(What is expected)
Each line of the data below that carries the word "Studio" needs to be copied.

[Source records]
PR #2055, opened 2020-08-28
Use the vector drawable support library.

Isira-Seneviratne:
* Make use of the [vector drawable support library](https://developer.android.com/guide/topics/graphics/vector-drawable-resources#vector-drawables-backward-solution) to significantly reduce app size (a full release build before this change was ~60 MB and ~30 MB after the change).
* This also allows backported improvements for vector drawables to be used on API levels 21-23.


westnordost:
> Make use of the vector drawable support library to significantly reduce app size (a full release build before this change was ~60 MB and ~30 MB after the change).

Why though? Starting API 21, most android vector drawables should not be converted to pixel graphics by the build tools anymore.

> This also allows backported improvements for vector drawables to be used on API levels 21-23.

What exactly? Maybe it is not relevant for this app.

westnordost:
Oh, this is to be merged not for after upgrading to API 21 but now. Well, I don't think it is worth it then since upgrading to 21 is on the menu anyway.

Isira-Seneviratne:
> > Make use of the vector drawable support library to significantly reduce app size (a full release build before this change was ~60 MB and ~30 MB after the change).
> 
> Why though? Starting API 21, most android vector drawables should not be converted to pixel graphics by the build tools anymore.
> 
> > This also allows backported improvements for vector drawables to be used on API levels 21-23.
> 
> What exactly? Maybe it is not relevant for this app.

Google [recommends](https://youtu.be/fgbl34me3kk?t=665) using the support library even on Lollipop and higher.

westnordost:
Mh interesting, this would actually take the biggest issue I have with Android < LOLLIPOP support away.

I though I heard something about that there is a problem with app compat support for vector drawables and thus, having the build system convert all the vector drawables to raster graphics for API < LOLLIPOP would be the better/safer solution. Though, this information is a few years old. Could it be that this app compat library did not already exist a few years back?

Isira-Seneviratne:
This should be helpful.

westnordost:
Hmm, but we use vector drawables in things like `drawableLeft` etc

Isira-Seneviratne:
> Hmm, but we use vector drawables in things like `drawableLeft` etc

There are tags like `drawableLeftCompat` that can be used instead.

westnordost:
Ok, so the graph mentions a post by Chris Banes on Medium for details. I didn't go trhough it right now, but it is from 2016. Maybe the info on it is outdated?

Isira-Seneviratne:
> Ok, so the graph mentions a post by Chris Banes on Medium for details. I didn't go trhough it right now, but it is from 2016. Maybe the info on it is outdated?

I think only some info is outdated. For instance, [`VectorDrawableCompat`](https://developer.android.com/reference/androidx/vectordrawable/graphics/drawable/VectorDrawableCompat) delegates to the framework `VectorDrawable` on Android Nougat and higher.

westnordost:
So this is will-not-fix / obsolete once the v21 branch is merged.

PR #2061, opened 2020-09-01
Use variables for multi-dependencies

daveol:
Some dependencies like kotlinx, mockito and dagger have multiple
dependencies defined which should be the same version. This ensures they
are kept the same by using a variable to define the version for these
dependencies.

### DIFF
--- a/app/build.gradle
+++ b/app/build.gradle
@@ -84,6 +84,12 @@ configurations {
     compile.exclude group: 'org.intellij', module:'annotations'
 }
 
+ext {
+    mockito_version = '2.28.2'
+    kotlinx_version = '1.3.8'
+    dagger_version = '2.14.1'
+}
+
 dependencies {
     implementation fileTree(dir: 'libs', include: ['*.jar'])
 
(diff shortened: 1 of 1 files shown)


app/build.gradle
```diff
@@ -92,18 +98,18 @@ dependencies {
...
     // tests
     testImplementation 'junit:junit:4.12'
-    testImplementation 'org.mockito:mockito-core:2.28.2'
-    testImplementation 'org.mockito:mockito-inline:2.28.2'
+    testImplementation "org.mockito:mockito-core:$mockito_version"
+    testImplementation "org.mockito:mockito-inline:$mockito_version"
     testImplementation 'org.assertj:assertj-core:2.8.0'
 
     androidTestImplementation 'androidx.test:runner:1.2.0'
     androidTestImplementation 'androidx.test:rules:1.2.0'
```
daveol, line 106: Should we also define `$androidx_test_version` to catch these?

westnordost:
The Android Studio IDE shows updatable libraries as "warnings", thus will also show libraries with the same version number that they can be updated now.

If variables are introduced, IIRC this detection does not work anymore.

daveol:
looking at both the file and project structure yields a message about updating the dependency in Android Studio.
image
image

westnordost:
Oh, okay then, then this can be merged.

Issue #561, opened 2017-08-28
New quest: Peak features


ServusWorld:
# Where it shows up
`natural=peak` where either the `summit:cross=*` or the `summit:register=*` tag is missing (or both).

# Form
![form_peak](https://user-images.githubusercontent.com/31391499/29782252-266322ae-8c1c-11e7-8a51-e28e452f5097.png)

Two checkboxes with icons:
- [Summit register](https://www.flaticon.com/free-icon/open-book_174230)
- [Summit cross](https://www.flaticon.com/free-icon/crucifixion_263283)

(Actually, the form must be initialised so that the corresponding checkbox is already checked if one of the quested tags already exists, but it's no problem if it ignores it, then the user keeps the information latest :))

# What will be added
If the user checked "Summit cross", `summit:cross=yes` is added, else `summit:cross=no`
If the user checked "Summit register", `summit:register=yes` is added, else `summit:register=no`

# Other answers
_(no ideas so far ...)_

matkoniecz:
Why with checkboxes rather than using style used for marking matching sports for leisure=pitch quest?

ServusWorld:
Well, that's true.

matkoniecz:
Main problem here is that vast majority of peaks have neither first nor second feature.

Is there way to select (by country?) peaks that are likely to have either of this features?

rugk:
@ServusWorld Could you please use the checkboxes as indicated in the issue template? (You can still edit your issue.)

ServusWorld:
Yes, I will do so.
(Not now, but not later than tomorrow.)

westnordost:
Would there reasonably be a summit register and/or cross to be expected on all these peaks here?:

http://www.openstreetmap.org/#map=12/50.9042/14.2863

Are there not more properties with which this could be contained?

ServusWorld:
At least, the quest fulfils "Applies to a reasonable number of elements (Worth the effort)" :)

Crosses maybe many of them, summit registers rather not ...

westnordost:
1. I think it should probably be limited to certain countries where summit crosses (what about non christian countries, do they have something else?) and registers are commonplace
2. Probably it makes sense to limit this to peaks that have a name (and/or recorded height?)

westnordost:
By the way, your icons for the mockups are nice. But generally, images or icons are only **necessary** when the text alone is not enough to convey what is being asked for. So, I think in this case (and the organic quest), nothing speaks against having simply two radio buttons.

[...]

PR #2065, opened 2020-09-03
Summit register (#561) [ready for review, icon added]

matkoniecz:


westnordost:
LGTM, only the icon is missing

matkoniecz:
Note that has "fixes #561" in commit but implements only summit register, as I think that summit crosses should be tagged as `man_made=cross`

Issue #1654, opened 2019-11-18
Add quest presets


Helium314:
In issue #1301 @westnordost suggested to open a new issue regarding quest profiles, i.e. different quest selections and priorities to select depending on the current situation.
Sorry if this issue is already somewhere around and I just didn't find it.

These profiles can be useful for switching between e.g. a "normal" and a "train" profile, where the train profile has no quests like road name or opening hours you can't solve from a train anyway. Another example would be "day" and "night" profiles, where the "is ... lit?" quest is disabled or low priority in the day profile and high priority at night.

In a [comment](https://github.com/westnordost/StreetComplete/issues/1301#issuecomment-451788128) to #1301 @westnordost asked for UI proposals of this feature.
So my idea is that profile selection could be in a menu that is invoked from an (to be added) point in the "..." menu. Or simply in the settings, either below quest selection, or part of it (profile selection dropdown on top, including a "new profile" point).

westnordost:
I think the current profile should always be visible for traceability, especially if the profile is selected automatically somehow.

Helium314:
I didn't mean the profile should be selected automatically. Using "day" and "night" was probably a bad example...

If the current profile should always be visible, I see no way around adding an additional line below the star and upload counts. In that case it should perhaps be possible to disable profiles to have the UI as it is now.

Helium314:
Some thoughts on how this could look:
(I keep calling this "profile", but in the end it should maybe have a different name to avoid confusion with the OSM profile)

In settings -> quest selection there is possibility to add a new profile. Either in the "..." menu or some extra button.
Adding new profiles asks which profile to copy from (or create a new one, which is like after resetting quests), and allows to enter a name (some "profile \<number\>" could be default)
Renaming and deleting profiles should be possible in the menu.

Where to put profile selection:
* add in "3 lines" menu, there is enough space
	* con: not always visible
* add extra button somewhere, containing some profile number or first letter
	* con: one more always displayed button (but it can be hidden if there is only 1 profile)
* add in (quest) settings
	* con: not always visible, switching is slow
When tapping the profile selection element a menu with all available profile opens and the user chooses one. Maybe a link to quest selection of the selected profile by long pressing a profile could be done.

waldyrious:
> (I keep calling this "profile", but in the end it should maybe have a different name to avoid confusion with the OSM profile)

FWIW, "preset" is a common term for this sort of thing.

rugk:
[...]

Issue #2054, opened 2020-08-27
Ability to create profiles


Norwi:
**Use case**
I use Streetcomplete in a lot of different situations. But if I am in the passenger seat of a car, I need different quests (and a different prioritisation) than when I am strolling through the streets or using public transport. And sometimes I just want to do a specific set of quests.
Therefore, it is a bit annoying to always search for the quests in the settings and sort it according to the current situation or mode of transport. A simple click but be a lot easier and faster.

**Proposed Solution**
It would be really nice to have different profiles (I don't know if you can use that word in English the same way as in German but I can't think of a better term) or settings that you can simply click and that changes the quest filter/order. Each profile has the same interface as the normal quest sorting that is now in place. And of course naming of the profiles should be available.

**Cheap Mockup**
![github_profiles](https://user-images.githubusercontent.com/18899671/91500945-d69bf300-e8c4-11ea-9c4d-0aaf21dc95c9.png)

matkoniecz:
#1654?

westnordost:
Yes, this is a duplicate. Thank you for that nice mockup though!

Issue #893, opened 2018-02-21
Rearranging of quests is broken.


Natenom:
Version: 4.0

How to reproduce:
  * Go to settings -> Advanced -> Quest selection
  * Click RESET.
  * Move "Does this bench have a backrest" (last position on the list) to the second position.
  * Move "Is this bicycle parking covered pro tected from rain)?" to the third position.
  * Now scroll down in the list until you can't see the bench quest anymore and then up again. The bench quest was movedto  a random position. Position 2 is now used by "building number quest" and position 3 by "bicyling parking covered quest".

I can always reproduce this, also with other quests.

Natenom:
It works if you avoid moving quests to the first few positions.

westnordost:
Hmm, I can't. With second position, you mean after the note quest? After moving the bicycle parking to position 3, do you exit the quest selection screen and reenter it?

Natenom:
Pos1 is the note quest. No, just scroll down and up again.

Natenom:
Okay, this is wired; I did that ~10 times before reporting this bug. But now it doesn't happen anymore...

RubenKelevra:
I can confirm this bug, as soon as you scroll down and up again the bench quest is gone and on the second place is "Which is the name of the street?" (or similar - I use the German locale).

But actually, the bug start even earlier:

-Reset
-Scroll down, and drag the Bench task to the second place
-everything looks fine.
-scroll down & up again and the street name task is gone.

westnordost:
I'll try with your reproduction.

westnordost:
Hm, can't reproduce.

RubenKelevra:
@westnordost Maybe it's just an issue on a specific device type or on a specific version of Android?

So on Android 8.0 on a OnePlus 5T it's definitely 100% reproducible.

westnordost:
I will give you a bit an insight about how it works:

1. When you open that dialog, the list of quests is **once** sorted by the custom order you specified and then displayed. Rotating the smartphone counts as reopening the dialog.
2. When you click RESET, the custom order you specified is cleared, then the list of quests is **once** sorted by the custom order again (which is empty, so nothing is sorted in effect)
3. When you move items around in the list, the custom order is updated and the display is updated **independently from another**. In other words, if the display is wrong, it does not mean that the order in the internal model is wrong.

Would you please after you have experienced the bug in the display rotate your device? How is the order then?

matkoniecz:
I just tested

[...]

PR #2069, opened 2020-09-03
[WIP] add quest presets

Helium314:
Since I really want to have quest presets (#1654), I tried adding them myself...

This PR adds working presets (each has its own quest order and visibility), but there is still a lot to be done (help is appreciated):
* by default, no quest is visible (not even notes). A manual reset of the quest list is necessary
* currently there are 3 presets, and no way to add, remove or rename anything
* the preset names are directly in the arrays.xml instead of using stings (I was lazy, easy to fix)
* I basically have no experience with coding other than pushing around huge amounts of numbers, so it's probably a good idea to be suspicious about *everything* in this PR

How it works:
* Quest order: there is now one orderList for each preset. The orderLists are stored in the same *QUEST_ORDER* string as previously, and use `+` as a separator. The list is reloaded when the preset is changed.
* Quest visibility: the database is the same, but in the cache *int* instead of *boolean* is used, because visibilies for all presets are stored in one *int* (one visibility per bit, and the preset determines which bit to use)

### DIFF
--- a/app/src/main/java/de/westnordost/streetcomplete/Prefs.java
+++ b/app/src/main/java/de/westnordost/streetcomplete/Prefs.java
@@ -31,6 +31,7 @@ public class Prefs
 	// not shown anywhere directly
 	public static final String
 			QUEST_ORDER = "quests.order",
+			QUEST_PRESET = "quests.preset",
 			QUEST_INVALIDATION = "quests.invalidation",
 			LAST_SOLVED_QUEST_TIME = "changesets.lastQuestSolvedTime",
 			MAP_LATITUDE = "map.latitude",
--- a/app/src/main/java/de/westnordost/streetcomplete/data/visiblequests/QuestTypeOrderList.kt
+++ b/app/src/main/java/de/westnordost/streetcomplete/data/visiblequests/QuestTypeOrderList.kt
@@ -18,7 +18,7 @@ import javax.inject.Singleton
     /* Is a singleton because it has a in-memory cache that is synchronized with changes made on
        the DB */
 
-    private val orderLists: MutableList<MutableList<String>> by lazy { load() }
+    private var orderLists: MutableList<MutableList<String>> = load()
 
     private val questTypeOrderLists: List<List<QuestType<*>>> get() =
         orderLists.mapNotNull { orderList ->
@@ -51,14 +51,25 @@ import javax.inject.Singleton
         save(orderLists)
     }
 
+    @Synchronized fun reload() {
+        orderLists = load()
+    }
+
     private fun load(): MutableList<MutableList<String>> {
-        val order = prefs.getString(Prefs.QUEST_ORDER, null)
+        val fullorder = prefs.getString(Prefs.QUEST_ORDER, null)?.split("+")
+        val order = fullorder?.getOrNull(prefs.getString(Prefs.QUEST_PRESET,null)?.toIntOrNull() ?: 0)
         return order?.split(DELIM1)?.map { it.split(DELIM2).toMutableList() }?.toMutableList() ?: mutableListOf()
     }
 
     private fun save(lists: List<List<String>>) {
         val joined = lists.joinToString(DELIM1) { it.joinToString(DELIM2) }
-        prefs.edit { putString(Prefs.QUEST_ORDER, if (joined.isNotEmpty()) joined else null) }
+        val fullorder = prefs.getString(Prefs.QUEST_ORDER, null).orEmpty().split("+").toMutableList()
+        val index = prefs.getString(Prefs.QUEST_PRESET,null)?.toIntOrNull() ?: 0
+        while (fullorder.size <= index) {
+            fullorder.add("")
+        }
+        fullorder[index] = joined
+        prefs.edit { putString(Prefs.QUEST_ORDER, fullorder.joinToString("+")) } // in worst case i have sth like "+++", but should work
     }
 
     private fun applyOrderItem(before: QuestType<*>, after: QuestType<*>) {
--- a/app/src/main/java/de/westnordost/streetcomplete/data/visiblequests/VisibleQuestTypeDao.kt
+++ b/app/src/main/java/de/westnordost/streetcomplete/data/visiblequests/VisibleQuestTypeDao.kt
@@ -5,6 +5,9 @@ import androidx.core.content.contentValuesOf
 
 import javax.inject.Inject
 
+import android.content.SharedPreferences
+import de.westnordost.streetcomplete.Prefs
+import de.westnordost.streetcomplete.data.quest.QuestTypeRegistry
 import de.westnordost.streetcomplete.data.quest.QuestType
 import de.westnordost.streetcomplete.data.visiblequests.QuestVisibilityTable.Columns.QUEST_TYPE
 import de.westnordost.streetcomplete.data.visiblequests.QuestVisibilityTable.Columns.VISIBILITY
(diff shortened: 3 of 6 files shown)


westnordost:
Let's call them profiles.

Okay, so you are planning to add such profiles and they should be user defined, right? And each profile will have a custom quest order plus a custom quest enablement? Why would you choose this approach over fixed profile presets, one for car/bus passengers, one for bicyclists, one for pedestrians? What would be the use cases for free profile presets?
Also, there was the idea that they will automatically be selected depending on the detected movement pattern (speed probably). Did you drop that idea and if yes, why? If no, how would it fit in your concept?

Additionally, the profile (presets) are closely related to the quest selection and order, so I think it should be in the same screen as the quest selection, maybe as tabs, maybe as a dropdown at the top. We should discuss this first before you implement it. For example, the advantage of tabs would be that it could look like in that mockup in #2054  with more information, an icon, an interface to add new presets etc.

> I basically have no experience with coding other than pushing around huge amounts of numbers, so it's probably a good idea to be suspicious about everything in this PR

Mhh, maybe not the best idea then to start with such a medium-sized feature then. You have to understand that it takes a lot of time for me as well to steward it, too.

smichel17:
I will have more free time in ~2 weeks from now. If you're willing to wait that long to work on this, I can help a little with code review.

Helium314:
> Okay, so you are planning to add such profiles and they should be user defined, right?

yes

> And each profile will have a custom quest order plus a custom quest enablement?

yes

> Why would you choose this approach over fixed profile presets, one for car/bus passengers, one for bicyclists, one for pedestrians?

With fixed presets, do you mean really fixed and no possiblity to change? Or some pre-selected lists where users can still change visibility and order? The latter seems pretty useful to me.

> What would be the use cases for free profile presets?

Mostly flexibility. I have the impression that users have very different ideas how to use profiles.
From #2054: "And sometimes I just want to do a specific set of quests.". This can only be done with free profiles. 
For me the time it takes to scan for quests is often an issue, so I try to limit the selection to quests that I expect to be available in the area want to complete. Maybe this can be done with fixed presets, but then there would have to be many presets (e.g. car passenger in urban or rural areas)
Free profiles allow loading quests without changing the "normal" profile (switch profile, enable quests you want, scan, switch back). This is often useful in areas where the more "popular" quests are already solved, and is more convenient than re-arraning quests (and safer: #893). For this specific case a "clone profile" option would be useful...

> Also, there was the idea that they will automatically be selected depending on the detected movement pattern (speed probably). Did you drop that idea and if yes, why? If no, how would it fit in your concept?

I didn't even think about that... I think this was your interpretation about my idea of having day/night profiles in #1654, but this was not intended to be switched automatically.
Automatic switching would probably be quite annoying if it doesn't work REALLY well, so I currently don't plan to include it.

> Additionally, the profile (presets) are closely related to the quest selection and order, so I think it should be in the same screen as the quest selection, maybe as tabs, maybe as a dropdown at the top. We should discuss this first before you implement it.

The current implementation is mainly to have the profiles working. I will need to learn a bit more before I can implement it like in the mockup. The mockup seems pretty nice, although I'd rather have it as a dropdown menu in the quest selecton screen.

Ideas I would like to include:
* (re)name profiles
* add and delete profiles (ask for name when creating a new one, maybe pre-filled with something generic like "Profile 2")
* clone profile (new profile pre-filled with order & visibility from an existing profile)
* (maybe) pre-set profiles (pedestrian, train, bus,...)

westnordost:
> With fixed presets, do you mean really fixed and no possiblity to change? Or some pre-selected lists where users can still change visibility and order? The latter seems pretty useful to me.

I had a mind, really fixed, so one cannot edit that preset. For example if there is a specific preset "as a passenger in a bus", it's pretty clear that noone will be able to answer opening hours and it also does not make sense to allow users to enable it (or any other that is not enabled), does it?


OK I reckon there might be two use cases for profiles: 1. "I am on a X, I **can** only solve certain things", 2. "I want to only focus on Y right now".
Though, use case number 2 seems a little odd for me. Why not change the order / default profile then? Also, I didn't announce it yet, but a large feature is planned where I will work on something like an "aspect/focus view" where one can focus on solving a certain group of quests, such as "only building-things", "only cycleways" etc.

> The current implementation is mainly to have the profiles working. I will need to learn a bit more before I can implement it like in the mockup. The mockup seems pretty nice, although I'd rather have it as a dropdown menu in the quest selecton screen.

But where to put the "add profile" button then? The mockup has the advantage that more info can be shown, so a profile is not just named "public transport" but "solvable on the bus". This is important because "public transport" could also mean "all quests related to public transport" rather than "solvable on the bus". If it is just a dropdown without additional information/description provided, it'll be hard to make that clear.

smichel17:
> Let's call them profiles.

I think they need an extra word to disambiguate with your OSM profile -- how about quest profiles?

>> use cases for free profile presets?
> the time it takes to scan for quests is often an issue
>  (and safer: #893)

I don't have anything against freely added profiles, but I do think they should be added for the right reasons. Let's not add workaround features until we've tried fixing the bug(s) and improving download speed directly, first.

> This is often useful in areas where the more "popular" quests are already solved

I don't understand why the auto-download mechanism wouldn't work here. If the popular quests ate already solved, auto-download should proceed down the list until there are enough quests showing. That can be slow, but #1901 should fix this.

> Automatic switching 
> Ideas I would like to include

To keep the size of this feature reasonable, I think most of these can be added in future PRs.

- To start, I would implement a small, fixed number of preset profiles: pedestrian, train, bus/car (passenger).
    - I haven't looked at the code yet but I think this is what you already did.
- The UI for choosing the active profile can start as a simple preference, with a plan to move it to the main menu later.
- The quest selection UI can stay identical; just make it affect whichever profile is active.

This way you get to avoid building very much UI, which is often a pain on Android. I think this would cut down the size of this feature to something more reasonable

smichel17:
Ack, posted without refreshing :/

>  "aspect/focus view" where one can focus on solving a certain group of quests, such as "only building-things", "only cycleways"

This seems.. functionally identical to quest profiles?

westnordost:
Well, what's planned is that the map view also changes. For example, the building type for each building is shown directly on the map, possibly color-coded cycleways/no-cycleways etc.

smichel17:
I could imagine the map view changing between pedestrian and vehicle profiles. And even if it didn't, they might still share an interface, depending on the implementation and how much flexibility is needed. For example, which map view is shown could be one aspect of a quest profile (err, maybe needs a different word than "quest" now. "Mapping profile"?). In any case, I think we should probably continue this discussion in an issue, when you're ready to announce it more widely.

peternewman:
> > With fixed presets, do you mean really fixed and no possiblity to change? Or some pre-selected lists where users can still change visibility and order? The latter seems pretty useful to me.
> 
> I had a mind, really fixed, so one cannot edit that preset. For example if there is a specific preset "as a passenger in a bus", it's pretty clear that noone will be able to answer opening hours and it also does not make sense to allow users to enable it (or any other that is not enabled), does it?

We might still want to change the order or disable some of the chosen quests though @westnordost . For example I find the bike/motorbike parking capacity quest too ambiguous to answer in most cases, and most cycle lanes aren't marked in the UK so I prefer to just answer the ones where it's explicitly present. I'll often hide or de-prioritise those quests.

More generally, for debugging when raising an issue it would be good to be able to make a new preset with everything disabled apart from one particular quest to find ones to test/check and then go back to normal. I can reset to default currently, but that undoes all my other customisation.

I'd potentially make different presets for doing quests on foot, versus walking somewhere and completing some on the way (e.g. disable the menu and opening hours ones) and just do the bits I can complete at a glance without stopping.

Sort of related to that I'd quite like some way to expose some of my lower priority quests in some cases, e.g. when walking along the road, I might not want to keep crossing, so only want to see say shop name, storeys and roof shape for the far side, but opening hours or menu stuff might be more valuable so higher priority for "my" side of the road. Pressing and holding on a quest to expose the lower ones would work, or toggling presets if it was quick enough to do.

Helium314:
Sorry it took me quite a while to reply here... I didn't have much time recently, not sure when it will get better.
I did some further small changes to the profiles, but never got to start on a proper UI. (and @westnordost was definitely right to doubt that this feature is a good thing for an inexperienced person to start with)

Still, I spent a few weeks with profiles to see how I actually use them.
By far my most common use for the profiles was loading only a few selected quests to reduce the sometimes really long time for loading. This is now irrelevant, as always all quests are loaded starting with SC 26.

Since the quest reordering bug basically always strikes when doing large changes to the quest order, I never actually had two lists with different order. I had imagined this to be useful for switching between quests on the same object e.g. lit and surface, or house number and building levels, or opening hours and wheelchair access...
So I just stuck to the usual flow of hiding quests in hope of finding an (easily) answerable alternative 'underneath'.

My last somewhat frequent use for profiles is that sometimes I want to focus on a few quests in specific situations. E.g. because I'm in a bus and can't answer some quests, or because I simply don't have time for slower quests like opening hours.

I will continue using profiles and see how often I use them, but for now close this PR as I won't work on it in the near furture.
Maybe if I find more time and wish to have proper profiles, I will re-open and continue in a few months.

Helium314:
Some small update:
I uploaded my 'presets' branch with some work done after the initial PR (still no proper UI).
The main addition is the possibility to copy profiles.
Then I added an 'invert order' button for dealing with quests not showing due to the order. This seems superior to switching profile or hiding when searching for solvable quests. (not actually related to profiles, but now I have less need for switching profiles).

Still, sometimes I actually find it very useful to have profiles:
* when traveling too fast for some quests
* when I don't want to spend time on quests that take long to answer
It seems that these two will not go away, and more or less coincide with what is mentioned in most of the issues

(Response to this task)
The Android Studio IDE shows updatable libraries as "warnings", thus will also show libraries with the same version number that they can be updated now.
looking at both the file and project structure yields a message about updating the dependency in Android Studio.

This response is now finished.